Jak uwieść rekrutera? Jest na to jeden sposób!
W jaki sposób rekruter postrzega kandydatów do pracy, którzy mają podobne wykształcenie i doświadczenie zawodowe?
16.10.2013 | aktual.: 16.10.2013 11:07
- W jaki sposób rekruter postrzega kandydatów do pracy, którzy mają podobne wykształcenie i doświadczenie zawodowe?
- Każdy rekruter porównując kandydatów zwraca uwagę na 3 podstawowe rzeczy:
Polecamy:Polacy dyskryminowani w Holandii
• Kompetencje zawodowe - czyli wiedza umiejętności i doświadczenie, które predestynuje kandydata do realizowania swojej roli w ramach danego stanowiska pracy.
• Osobowość/ cechy charakteru/ postawa – przyglądając się im rekruter sprawdza, czy dana osoba wpisuje się w kulturę organizacji, innymi słowy czy odnajdzie się w organizacji, czy będzie miała wspólne wartości. Jest to szczególnie ważne, jako że wiedzę czy umiejętności można nabyć, natomiast zmiana charakteru wymaga czasu i pieniędzy, dlatego rekruter, mając tego świadomość, chce się upewnić, że dany kandydat wpasuje się zarówno do całej organizacji, zespołu jak i będzie potrafił dobrze współpracować z szefem, który reprezentuje określony styl leadershipu.

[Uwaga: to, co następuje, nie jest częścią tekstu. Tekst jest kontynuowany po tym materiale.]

PR #1602, opened 2025-12-17
[REBASE&FF] ReportStatusCode: Always cache protocol before usage

### LINKED ISSUE #1601: [Bug]: Potential TPL inversion in ReportStatusCodeLib (DXE and Runtime)

- [x] I have searched existing issues

### Current Behavior

When the system asserts, it is possible that some platform will invoke report status code, to log telemetry, to print a message, etc. However, the assert could have happened at any TPL.

With the current implementation inside basecore, if this is the first time an RSC invoked from inside a module, it will try to locate the protocol before dispatching to the listeners. If the TPL is already at HIGH, the locate call could have failed or double faulted.

### Expected Behavior

Rather than trying to locate on the fly, the library should have attempted to locate the protocol inside the constructor, and register a callback if this is not there. Then the global protocol will be populated whenever the protocol is ready.

If an RSC call is invoked before protocol var is populated, we will have to drop it, just like it failed to locate the protocol.

### Steps To Reproduce

Invoke secure boot variable write and delete multiple times, it will trigger the event log to be full and cause an assert, which will then fail when trying to log a telemetry entry.

### Build Environment

```markdown
- OS(s):Win11
- Tool Chain(s): VS2022
- Targets Impacted: X64 & Aarch64
```

### Version Information

```text
Top of release.
```

### Urgency

High

Someone else needs to fix it

No maintainer feedback needed

### Anything else?

This is needed on some physical platform shortly.

Javagedes:
## Description

This commit stops the library for querying the protocol database for the
status code protocol at the time of use of the library function. This
logic can result in a TPL inversion if the protocol has not yet been
located and the caller is running in a TPL higher then TPL_NOTIFY.

Instead, the protocol is now located during construction of the library
during driver startup. If the protocol is not found, then an on-protocol
install event is registered. A deconstructor is also added to close the
event in the case that the driver is unloaded before the protocol is
installed.

This PR is a rebase and fast forward as it includes a new test.

- [x] Impacts functionality?
- [ ] Impacts security?
- [ ] Breaking change?
- [ ] Includes tests?
- [ ] Includes documentation?

## How This Was Tested

1. The written unit test, which failed in the first commit, now passes after the second commit
2. Verified that the event callback is successfully executed in all drivers that run before the protocol is produced, including the DXE Core.
3. Verified the steps to reproduce specified in #1601 no longer reproduces.

## Integration Instructions

N/A

### DIFF
--- a/MdeModulePkg/Library/DxeReportStatusCodeLib/ReportStatusCodeLib.c
+++ b/MdeModulePkg/Library/DxeReportStatusCodeLib/ReportStatusCodeLib.c
@@ -20,6 +20,7 @@
 #include <Guid/StatusCodeDataTypeDebug.h>
 
 EFI_STATUS_CODE_PROTOCOL  *mReportStatusCodeLibStatusCodeProtocol = NULL;
+EFI_EVENT                 mOnStatusCodeProtocolInstallEvent; // MU_CHANGE - Add constructor to cache protocol or register for protocol notification
 
 /**
   Locate the report status code service.
@@ -86,9 +87,8 @@ InternalReportStatusCode (
       (ReportDebugCodeEnabled () && (((Type) & EFI_STATUS_CODE_TYPE_MASK) == EFI_DEBUG_CODE)))
   {
     //
-    // If mReportStatusCodeLibStatusCodeProtocol is NULL, then check if Report Status Code Protocol is available in system.
+    // If mReportStatusCodeLibStatusCodeProtocol is NULL, the protocol has not yet been registered. Return immediately.
     //
-    InternalGetReportStatusCode ();
     if (mReportStatusCodeLibStatusCodeProtocol == NULL) {
       return EFI_UNSUPPORTED;
     }
@@ -611,3 +611,109 @@ ReportDebugCodeEnabled (
 {
   return (BOOLEAN)((PcdGet8 (PcdReportStatusCodePropertyMask) & REPORT_STATUS_CODE_PROPERTY_DEBUG_CODE_ENABLED) != 0);
 }
+
+// MU_CHANGE [BEGIN] - Add constructor to cache protocol or register for protocol notification
+
+/**
+  Notification function called when the Status Code Runtime protocol is installed. Locates and caches the protocol.
+
+    @param    Event           Not Used.
+    @param    Context         Not Used.
+
+   @retval   none
+ **/
+VOID
+EFIAPI
+OnStatusCodeRuntimeProtocolInstalledNotification (
+  IN EFI_EVENT  Event,
+  IN VOID       *Context
+  )
+{
+  InternalGetReportStatusCode ();
+
+  if (mReportStatusCodeLibStatusCodeProtocol != NULL) {
+    gBS->CloseEvent (mOnStatusCodeProtocolInstallEvent);
+  }
+}
+
+/**
+    The constructor attempts to locate and cache StatusCode Protocol. If not found, it will
+    register a notify event triggered
+
+    @param  ImageHandle   The firmware allocated handle for the EFI image.
+    @param  SystemTable   A pointer to the EFI System Table.
+
+    @retval EFI_SUCCESS   The constructor always returns EFI_SUCCESS.
+
+**/
+EFI_STATUS
+EFIAPI
+ReportStatusCodeLibConstructor (
+  IN EFI_HANDLE        ImageHandle,
+  IN EFI_SYSTEM_TABLE  *SystemTable
+  )
+{
+  EFI_STATUS  Status;
+  VOID        *Registration;
+
+  InternalGetReportStatusCode ();
+
+  //
+  // Register for protocol installation notification if the protocol is not found
+  //
+  if (mReportStatusCodeLibStatusCodeProtocol == NULL) {
+    ASSERT (gBS != NULL);
+
+    //
+    // Create the event
+    //
+    Status = gBS->CreateEvent (
+                    EVT_NOTIFY_SIGNAL,
+                    TPL_CALLBACK,
+                    OnStatusCodeRuntimeProtocolInstalledNotification,
+                    NULL,
+                    &mOnStatusCodeProtocolInstallEvent
+                    );
+    ASSERT_EFI_ERROR (Status);
+
+    //
+    // Register for protocol notifications on this event
+    //
+    Status = gBS->RegisterProtocolNotify (
+                    &gEfiStatusCodeRuntimeProtocolGuid,
+                    mOnStatusCodeProtocolInstallEvent,
+                    &Registration
+                    );
+    ASSERT_EFI_ERROR (Status);
+  }
+
+  return EFI_SUCCESS;
+}
+
+/**
+    Closes the protocol notification event, if still open, when the library is unloaded.
+
+    @param  ImageHandle   The firmware allocated handle for the EFI image.
+    @param  SystemTable   A pointer to the EFI System Table.
+
+    @retval EFI_SUCCESS   The constructor always returns EFI_SUCCESS.
+
+**/
+EFI_STATUS
+EFIAPI
+ReportStatusCodeLibDestructor (
+  IN EFI_HANDLE        ImageHandle,
+  IN EFI_SYSTEM_TABLE  *SystemTable
+  )
+{
+  EFI_STATUS  Status;
+
+  if (mReportStatusCodeLibStatusCodeProtocol == NULL) {
+    Status = gBS->CloseEvent (mOnStatusCodeProtocolInstallEvent);
+    ASSERT_EFI_ERROR (Status);
+  }
+
+  return EFI_SUCCESS;
+}
+
+// MU_CHANGE [END] - Add constructor to cache protocol or register for protocol notification
--- a/MdeModulePkg/Library/DxeReportStatusCodeLib/TestDxeReportStatusCodeLibTestApp.c
+++ b/MdeModulePkg/Library/DxeReportStatusCodeLib/TestDxeReportStatusCodeLibTestApp.c
@@ -1,0 +1,84 @@
+/** @file
+  UEFI based application for unit testing the DxeReportStatusCodeLib.
+
+  Copyright (c) Microsoft Corporation.
+  SPDX-License-Identifier: BSD-2-Clause-Patent
+
+**/
+#include <TestDxeReportStatusCodeLibTestApp.h>
+
+#define UNIT_TEST_NAME     "Dxe Report Status Code Lib Unit Test Application"
+#define UNIT_TEST_VERSION  "0.1"
+
+UNIT_TEST_STATUS
+EFIAPI
+TestReportStatusCodeDoesNotInvertTpl (
+  IN UNIT_TEST_CONTEXT  Context
+  )
+{
+  EFI_STATUS        Status;
+  EFI_TPL           OldTpl;
+  EFI_SYSTEM_TABLE  *SystemTable = (EFI_SYSTEM_TABLE *)Context;
+
+  OldTpl = SystemTable->BootServices->RaiseTPL (TPL_HIGH_LEVEL);
+
+  Status = ReportStatusCode (EFI_PROGRESS_CODE, 0x0);
+
+  SystemTable->BootServices->RestoreTPL (OldTpl);
+
+  if (EFI_ERROR (Status)) {
+    UT_LOG_ERROR ("ReportStatusCode returned error: %r", Status);
+    return UNIT_TEST_ERROR_TEST_FAILED;
+  }
+
+  return UNIT_TEST_PASSED;
+}
+
+EFI_STATUS
+EFIAPI
+UefiTestMain (
+  IN EFI_HANDLE        ImageHandle,
+  IN EFI_SYSTEM_TABLE  *SystemTable
+  )
+{
+  EFI_STATUS                  Status;
+  UNIT_TEST_FRAMEWORK_HANDLE  Framework;
+  UNIT_TEST_SUITE_HANDLE      NoTplInversionTestSuite;
+
+  Status                  = EFI_SUCCESS;
+  Framework               = NULL;
+  NoTplInversionTestSuite = NULL;
+
+  DEBUG ((DEBUG_INFO, "%a v%a\n", UNIT_TEST_NAME, UNIT_TEST_VERSION));
+
+  //
+  // Start setting up the test framework for running the tests.
+  //
+  Status = InitUnitTestFramework (&Framework, UNIT_TEST_NAME, gEfiCallerBaseName, UNIT_TEST_VERSION);
+  if (EFI_ERROR (Status)) {
+    DEBUG ((DEBUG_ERROR, "Failed in InitUnitTestFramework. Status = %r\n", Status));
+    Status = EFI_OUT_OF_RESOURCES;
+    goto Exit;
+  }
+
+  //
+  // Test Suite 1
+  //
+  Status = CreateUnitTestSuite (&NoTplInversionTestSuite, Framework, "No TPL Inversion Tests", "Dxe.ReportStatusCode.NoTplInversion", NULL, NULL);
+  if (EFI_ERROR (Status)) {
+    DEBUG ((DEBUG_ERROR, "Failed in CreateUnitTestSuite for No TPL Inversion Tests\n"));
+    Status = EFI_OUT_OF_RESOURCES;
+    goto Exit;
+  }
+
+  AddTestCase (NoTplInversionTestSuite, "Test ReportStatusCode TPL High", "TestReportStatusCodeTplHigh", TestReportStatusCodeDoesNotInvertTpl, NULL, NULL, SystemTable);
+
+  Status = RunAllTestSuites (Framework);
+
+Exit:
+  if (Framework != NULL) {
+    FreeUnitTestFramework (Framework);
+  }
+
+  return Status;
+}
--- a/MdeModulePkg/Library/DxeReportStatusCodeLib/TestDxeReportStatusCodeLibTestApp.h
+++ b/MdeModulePkg/Library/DxeReportStatusCodeLib/TestDxeReportStatusCodeLibTestApp.h
@@ -1,0 +1,24 @@
+/** @file
+  UEFI based application for unit testing the DxeReportStatusCodeLib.
+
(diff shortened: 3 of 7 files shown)


MdeModulePkg/Library/DxeReportStatusCodeLib/ReportStatusCodeLib.c
```diff
@@ -611,3 +611,69 @@ ReportDebugCodeEnabled (
...
+   @retval   none
+ **/
+VOID
+EFIAPI
+OnStatusCodeRuntimeProtocolInstalledNotification (
+  IN EFI_EVENT  Event,
+  IN VOID       *Context
+  )
+{
+  InternalGetReportStatusCode ();
```
apop5, line 632: Should the event get closed? I think gEfiStatusCodeRuntimeProtocolGuid is only installed once...

MdeModulePkg/Library/DxeReportStatusCodeLib/ReportStatusCodeLib.c
```diff
@@ -611,3 +611,69 @@ ReportDebugCodeEnabled (
...
+  )
+{
+  EFI_EVENT   Event;
+  EFI_STATUS  Status;
+  VOID        *Registration;
+
+  InternalGetReportStatusCode ();
+
+  // If the Status Code Runtime Protocol is not found, register a notification event for when it is installed.
+  if ((mReportStatusCodeLibStatusCodeProtocol == NULL) && (gBS != NULL) && (gBS->CreateEvent != NULL) && (gBS->RegisterProtocolNotify != NULL)) {
```
apop5: if gBS is valid, then CreateEvent and RegisterProtocolNotify should also be valid

https://github.com/microsoft/mu_basecore/blob/release/202502/MdeModulePkg/Core/Dxe/DxeMain/DxeMain.c#L42

they are populated in the default structure (mBootServices )

MdeModulePkg/Library/DxeReportStatusCodeLib/ReportStatusCodeLib.c
Javagedes: Ah yes. Thanks. Updated :)

MdeModulePkg/Library/DxeReportStatusCodeLib/ReportStatusCodeLib.c
Javagedes: Fair enough! Updated :)

os-d (approved):
Can you take this to edk2, too?

Javagedes:
> Can you take this to edk2, too?

ya, I will. Figured we wanted this here first though

MdeModulePkg/Library/DxeReportStatusCodeLib/ReportStatusCodeLib.c
```diff
@@ -611,3 +611,75 @@ ReportDebugCodeEnabled (
...
+
+    @param  ImageHandle   The firmware allocated handle for the EFI image.
+    @param  SystemTable   A pointer to the EFI System Table.
+
+    @retval EFI_SUCCESS   The constructor always returns EFI_SUCCESS.
+
+**/
+EFI_STATUS
+EFIAPI
+DxeReportStatusCodeLibConstructor (
```
makubacki: A convenience function sometimes used for this pattern is `EfiCreateProtocolNotifyEvent()` in UefiLib. I'm not necessarily suggesting that you use it, and you'd have to refactor some logic slightly to do so, but it's an option.

MdeModulePkg/Library/DxeReportStatusCodeLib/ReportStatusCodeLib.c
makubacki: If there is a reinstall, are you sure you'd want to keep using the older protocol instance?

MdeModulePkg/Library/DxeReportStatusCodeLib/ReportStatusCodeLib.c
```diff
@@ -611,3 +611,75 @@ ReportDebugCodeEnabled (
...
+                    NULL,
+                    &Event
+                    );
+
+    if (EFI_ERROR (Status)) {
+      DEBUG ((DEBUG_WARN, "DxeReportStatusCodeLibConstructor: CreateEvent failed: %r\n", Status));
+      return EFI_SUCCESS;
+    }
+
+    Status = gBS->RegisterProtocolNotify (
```
makubacki, line 682: Perhaps printing on error to make use of the return code would be useful here too.

MdeModulePkg/Library/DxeReportStatusCodeLib/TestDxeReportStatusCodeLibTestApp.c
```diff
@@ -0,0 +1,84 @@
...
+    DEBUG ((DEBUG_ERROR, "Failed in CreateUnitTestSuite for No TPL Inversion Tests\n"));
+    Status = EFI_OUT_OF_RESOURCES;
+    goto EXIT;
+  }
+
+  AddTestCase (NoTplInversionTestSuite, "Test ReportStatusCode TPL High", "TestReportStatusCodeTplHigh", TestReportStatusCodeDoesNotInvertTpl, NULL, NULL, SystemTable);
+
+  Status = RunAllTestSuites (Framework);
+
+EXIT:
```
makubacki: nit: Convention would usually have this be `Exit`

MdeModulePkg/Library/DxeReportStatusCodeLib/TestDxeReportStatusCodeLibTestApp.h
```diff
@@ -0,0 +1,24 @@
+/** @file
+  UEFI based application for unit testing the DxeReportStatusCodeLib.
+
+  Copyright (c) Microsoft Corporation.
+  SPDX-License-Identifier: BSD-2-Clause-Patent
+
+**/
+
+#ifndef _TEST_DXE_REPORT_STATUS_CODE_LIB_H_
+#define _TEST_DXE_REPORT_STATUS_CODE_LIB_H_
```
makubacki:
```suggestion
#ifndef TEST_DXE_REPORT_STATUS_CODE_LIB_H_
#define TEST_DXE_REPORT_STATUS_CODE_LIB_H_

```

MdeModulePkg/Library/DxeReportStatusCodeLib/ReportStatusCodeLib.c
Javagedes: As @apop5 mentioned, is this installed more than once? Or should I just be safe and do it anyway? Technically with the current implementation, it also only uses the first protocol found, regardless of future possible installations.

If that is the case, then I'd probably need to register the event callback even if we found a protocol during start up.

Javagedes: Another benefit if we do it this way, is I can just remove the `InternalGetReportStatusCode` from all library functions, as we can just assume (is it safe to assume this?) that the protocol will be cached if it exists.

makubacki: It is possible that it could be reinstalled simply because that's an option and we can't control all code that interacts with the protocol database out there.

The expectation is usually that what would you get from a current `LocateProtocol()` call is what would be used moving forward.

My understanding is that prior behavior would also freshly locate the protocol on a `ReportStatusCode()` invocation. If that's the case, it should continue to be supported.

makubacki: Though, in the current implementation, it will still update the global through `InternalGetReportStatusCode()`, right?

MdeModulePkg/Library/DxeReportStatusCodeLib/ReportStatusCodeLib.c
Javagedes: This was a good idea and I tried it out after your suggestion, but one of the things it does is signal the event once. Since this library constructor is also called for the DXE_CORE, the event list is not fully set up and we end up asserting.

Due to this, I will be closing this without implementing.

MdeModulePkg/Library/DxeReportStatusCodeLib/TestDxeReportStatusCodeLibTestApp.c
Javagedes: Updated to `Exit`. Thanks!

MdeModulePkg/Library/DxeReportStatusCodeLib/TestDxeReportStatusCodeLibTestApp.h
Javagedes: Updated. Thanks!

MdeModulePkg/Library/DxeReportStatusCodeLib/ReportStatusCodeLib.c
Javagedes: Added an error check and log for the register function also. Thanks!

MdeModulePkg/Library/DxeReportStatusCodeLib/ReportStatusCodeLib.c
Javagedes: Hmm That is a good point. `InternalGetReportStatusCode` returns early if the cached protocol is already set. So this library does not currently ever update the protocol if a new one is registered.

I can update the event callback to update it regardless, if you wish. 

But I cannot update `InternalGetReportStatusCode` or we will try and re-locate the protocol every time, which will make us continue to hit the current TPL inversion error.

makubacki: I'm a little concerned about the number of entries in the event database leaving this open too given it is linked against so many DXE modules. But I think that's technically the more robust behavior and I lean toward it if the reinstall case was previously supported to preserve that behavior.

makubacki: Actually, looking at the current code, it does not locate when the global is non-null, so I think closing is fine since that's the precedent.

MdeModulePkg/Library/DxeReportStatusCodeLib/ReportStatusCodeLib.c
```diff
@@ -611,3 +611,80 @@ ReportDebugCodeEnabled (
...
+                    &gEfiStatusCodeRuntimeProtocolGuid,
+                    Event,
+                    &Registration
```
kuqin12, line 685: I think we might need to make this `Registration` global and unregister is in a destructor. This is in case the driver unloads itself, then we will need leave a dangling pointer in the protocol DB.

MdeModulePkg/Library/DxeReportStatusCodeLib/ReportStatusCodeLib.c
```diff
@@ -611,3 +611,80 @@ ReportDebugCodeEnabled (
...
+  EFI_STATUS  Status;
+  VOID        *Registration;
+
+  InternalGetReportStatusCode ();
+
+  // If the Status Code Runtime Protocol is not found, register a notification event for when it is installed.
+  if ((mReportStatusCodeLibStatusCodeProtocol == NULL) && (gBS != NULL)) {
+    Status = gBS->CreateEvent (
+                    EVT_NOTIFY_SIGNAL,
+                    TPL_CALLBACK,
```
kuqin12, line 672: nit: we probably can make this run at a higher level. But this is just to extend the coverage of RSC calls.

MdeModulePkg/Library/DxeReportStatusCodeLib/ReportStatusCodeLib.c
kuqin12, line 46: We need to remove this locate call. Otherwise, a call before our callback will still run into the same issue?

MdeModulePkg/Library/DxeReportStatusCodeLib/ReportStatusCodeLib.c
```diff
@@ -611,3 +611,80 @@ ReportDebugCodeEnabled (
...
+DxeReportStatusCodeLibConstructor (
+  IN EFI_HANDLE        ImageHandle,
+  IN EFI_SYSTEM_TABLE  *SystemTable
+  )
+{
+  EFI_EVENT   Event;
+  EFI_STATUS  Status;
+  VOID        *Registration;
+
+  InternalGetReportStatusCode ();
```
kuqin12, line 659: And instead, we need to move the locate here.

MdeModulePkg/Library/DxeReportStatusCodeLib/TestDxeReportStatusCodeLibTestApp.c
```diff
@@ -0,0 +1,84 @@
+/** @file
+  UEFI based application for unit testing the DxeReportStatusCodeLib.
```
kuqin12, line 2: I like the tests :)

MdeModulePkg/MdeModulePkg.dsc
```diff
@@ -351,6 +351,15 @@
...
+  # MU_CHANGE [BEGIN] - Add constructor to cache protocol or register for protocol notification
+  MdeModulePkg/Library/DxeReportStatusCodeLib/TestDxeReportStatusCodeLibTestApp.inf {
+    <LibraryClasses>
+        UnitTestLib|UnitTestFrameworkPkg/Library/UnitTestLib/UnitTestLib.inf
+        UnitTestPersistenceLib|UnitTestFrameworkPkg/Library/UnitTestPersistenceLibNull/UnitTestPersistenceLibNull.inf
+        UnitTestResultReportLib|UnitTestFrameworkPkg/Library/UnitTestResultReportLib/UnitTestResultReportLibDebugLib.inf
+        UnitTestBootLib|UnitTestFrameworkPkg/Library/UnitTestBootLibNull/UnitTestBootLibNull.inf
+  }
+  # MU_CHANGE [END] - Add constructor to cache protocol or register for protocol notification
   MdeModulePkg/Library/RuntimeDxeReportStatusCodeLib/RuntimeDxeReportStatusCodeLib.inf
```
kuqin12, line 363: I think you will need to make the same change for this runtime instance.

MdeModulePkg/Library/DxeReportStatusCodeLib/ReportStatusCodeLib.c
Javagedes: I mentioned this in the PR comment, but this change merely follows the requested change in the attached issue and does not fully stop the possibility of a TPL inversion.

As this PR mentions, it is still possible to have an inversion if a driver is running before any Status Code protocol has been globally installed, and calls `ReportStatusCode` while in a TPL higher than `TPL_NOTIFY`.

I'm more than happy to fundamentally change the logic of this to only set the global via the constructor & protocol install event, removing the LocateProtocol from `ReportStatusCode` all together.

If that is your preference, just let me know.

kuqin12: So the proposal in the issue is to remove the locate on the fly and move it to the constructor only, so that we do not run into the same issue. We are already changing the logic quite a bit and adding a brand new test, might as well fully prevent the inversion from happening.

Javagedes: Sounds good. Seems like I misunderstood the proposal. I will make the changes and re request reviews :)

kuqin12: Thanks a lot!

MdeModulePkg/Library/DxeReportStatusCodeLib/ReportStatusCodeLib.c
Javagedes: Cached the `Event`, not the registration, so that I can call `gBS->CloseEvent(...)` in the deconstructor.

MdeModulePkg/Library/DxeReportStatusCodeLib/ReportStatusCodeLib.c
Javagedes: It can run at any level up to TPL_NOTIFY. If you have a preference, I will update. Just let me know which one you want.

MdeModulePkg/Library/DxeReportStatusCodeLib/ReportStatusCodeLib.c
Javagedes: `InternalGetReportStatusCode ();` is what does the locate. so this portion is already correct.

MdeModulePkg/Library/DxeReportStatusCodeLib/ReportStatusCodeLib.c
Javagedes: Per this conversation and offline conversation, I am updating this library to no longer attempt to get the report status code protocol (if not found) during a `ReportStatusCode` call. This will completely prevent the possibility of TPL inversion.

After changes, we do an initial `GetProtocol` in the constructor. If it fails to find the protocol, we instead create an on protocol event callback to cache the protocol.

The event will only ever be called once (uninstalling itself).

If the library is unloaded and the event has not been called, we will close the event.

MdeModulePkg/MdeModulePkg.dsc
Javagedes: This library instance is the backing library for `DXE_CORE`, `DXE_DRIVER`, and `DXE_RUNTIME_DRIVER` (among multiple others), so this should suffice.

Javagedes:
I have re-requested all reviews, as I have made a fundamental change to the pull request.

MdeModulePkg/Library/DxeReportStatusCodeLib/ReportStatusCodeLib.c
makubacki: I assume the request was to prioritize setting the global here to preempt TPL_CALLBACK notifications.

makubacki (approved):

kuqin12 (approved):

kuqin12 (approved):

apop5 (approved):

• Motywację – czyli to, na ile dana osoba chce pracować dla tego konkretnego pracodawcy, dlaczego wysłała aplikację właśnie do tej firmy, co może ofiarować organizacji i co chciałaby w zamian. Dodatkowo rekruter będzie szukał odpowiedzi na pytania, w jakich okolicznościach kandydat chce zmienić pracę, co spowodowało taką decyzję i jakie ma plany rozwojowe na najbliższe lata. To pozwala sprawdzić, czy oferta, którą złoży kandydatowi będzie dla niego atrakcyjna i czy będzie motywować go do rozwoju i zaangażowania.
Dlatego idąc na rozmowę warto przede wszystkim być sobą. Bo to żaden sukces zostać wybranym do pracy. Sukces to jest się utrzymać i być docenianym i awansowanym pracownikiem. Warto więc pokazywać swoje mocne strony, dzielić się sukcesami i budować na pozytywach. Ale w żadnym wypadku nie warto udawać kogoś, kim się nie jest. Bo demaskacja będzie bolesna i obróci się przeciwko takiemu pracownikowi!
Polecamy:Polacy dyskryminowani w Holandii
- W jaki sposób pokazać się z dobrej strony, jeśli wiem, że nasi przeciwnicy są "z tej samej półki"?
- Każdemu kandydatowi, który zadałby mi takie pytania odpowiedziałabym w 3 punktach:
Po pierwsze – bądź sobą. Sztuczność łatwo zdemaskować, a nawet jeśli uda ci się „uwieść” rekrutera, to na krótką metę.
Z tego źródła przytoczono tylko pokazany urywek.